Multicollinearity

Multicollinearity is a statistical issue in regression analysis where two or more independent (predictor) variables are highly correlated with each other.

What this means

When predictors move together, the model has difficulty separating their individual effects on the dependent variable. As a result, coefficient estimates become unreliable.

Why it’s a problem

Multicollinearity does not reduce the overall predictive power of the model much, but it does affect interpretation and inference:

  • Regression coefficients become unstable (small data changes → big coefficient changes)
  • Standard errors increase, making predictors appear statistically insignificant
  • Coefficient signs or magnitudes may be counter-intuitive
  • Hard to determine which variable actually matters

Simple example

Suppose you regress house price on:

  • house_size_m2
  • number_of_rooms

These two predictors are strongly correlated.

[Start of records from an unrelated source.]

Issue #3456, opened 2025-01-24
at least one report of polls no longer working in "older" browsers


kareila:
https://www.dreamwidth.org/support/see_request?id=49713

"Any attempt to answer a poll now does nothing but redirect back to a cleared input form." This is specifically since the code push that deployed the converted poll pages.

According to the user agent string, they are using Firefox 38 on MacOS Catalina, which is pretty old. The same user also said in dw-maint, "Polls don't work on any version of Firefox or Safari I have access to."

momijizukamori:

The model struggles to decide whether size or rooms explain the price increase.

Common causes

  • Including redundant variables
  • Using derived variables (e.g., total_sales and sales_per_day)
  • Polynomial terms without centering (e.g., x and x²)

How to detect it

  • Correlation matrix (high pairwise correlations)
  • Variance Inflation Factor (VIF)
  • VIF > 5 (moderate)
  • VIF > 10 (severe)
  • Large standard errors with nonsignificant coefficients despite good model fit

How to fix or mitigate it

  • Remove or combine correlated predictors
  • Use feature selection
  • Apply regularization (Ridge, Lasso)
  • Use Principal Component Analysis (PCA)
  • Center variables when using polynomial terms

One-sentence definition

Multicollinearity occurs when independent variables in a regression model are highly correlated, making coefficient estimates unstable and difficult to interpret.